Over ten European media organizations have jointly investigated the Azerbaijani government, and have accused officials of laundering money to the United Kingdom. Dubbed the "Azerbaijani Laundromat", this scheme allegedly consisted of sending 2.5 billion euros to European politician and Azerbaijani elites; the money was also used to purchase luxury goods. One of the reasons why the laundering took place was because the Azerbaijani government needed to keep a positive image in Europe to gain support for the Southern Gas Corridor. The corridor is a main reason for the laundering and can explain the government's heavy lobbying at the European level. As a result of the scandal, more than 80 human right activists and opposing politicians were arrested and jailed in Azerbaijan.

== Outside opinion and protests ==
The Southern Gas Corridor received mixed reactions from the public, and has been the target of many protests and petitions around the world.
In Italy, there have been protests concerning the corridor and its damage to the environment. In March 2017, environmentalists protested against the removal of historical olive groves; this centuries-old grove was blocking the path of the TAP. Protesters blocked the construction site to prevent trucks and supplies from entering. Police involvement was involved, and broke up 300 protesters. More than 60 olive trees have already been removed since the protest, to the locals' dismay.
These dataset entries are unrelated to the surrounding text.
PR #131, opened 2019-10-16
Add a test using real-world models

### LINKED ISSUE #125: Add tests using real-world models
This could be done in a setup similar to what sticker-python uses.

danieldk:
This test uses German part-of-speech tagging and named entity
recognition models from our model repository. The output of the
pipeline using these models is then verified against the
current (almost-correct) output.

Run tests using: nix-build tests.nix

Fixes #125.


DiveFish (approved):
Thanks for adding this feature!

When run with ```NIXPKGS_ALLOW_UNFREE=1 nix-build tests.nix``` , it worked perfectly for me.

danieldk:
> Thanks for adding this feature!
> 
> When run with `NIXPKGS_ALLOW_UNFREE=1 nix-build tests.nix` , it worked perfectly for me.

Thanks for testing! And good point :), our models are marked as non-free. I don't really noticed, since I have my global nixpkgs set to permit non-free.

More than 25 NGOs have also written a letter to the EIB Board of Directors and the bank's president, asking for the European Investment Bank to stop funding the TANAP due to the human rights violations the project has caused. The letter states that the Azerbaijani government has used forms of torture, imprisonment, and disruption to protesters, journalists, and other politicians; human rights monitors have also not been able to enter Azerbaijan.